Give the entries again in full. Nothing may be altered.

*** Given information Section Begins ***

PR #3199, opened 2020-10-19
VACMS-3196: Q&A field_answer refactoring - Part 2

oksana-c:
## Description

See #3198 . 

this is part 2 of #3198 and contains hook_update to migrate existing paragraph values into new paragraph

*** Given information Section Ends ***

Solution below:
PR #3199, opened 2020-10-19
VACMS-3196: Q&A field_answer refactoring - Part 2

oksana-c:
## Description

See #3198 . 

this is part 2 of #3198 and contains hook_update to migrate existing paragraph values into new paragraph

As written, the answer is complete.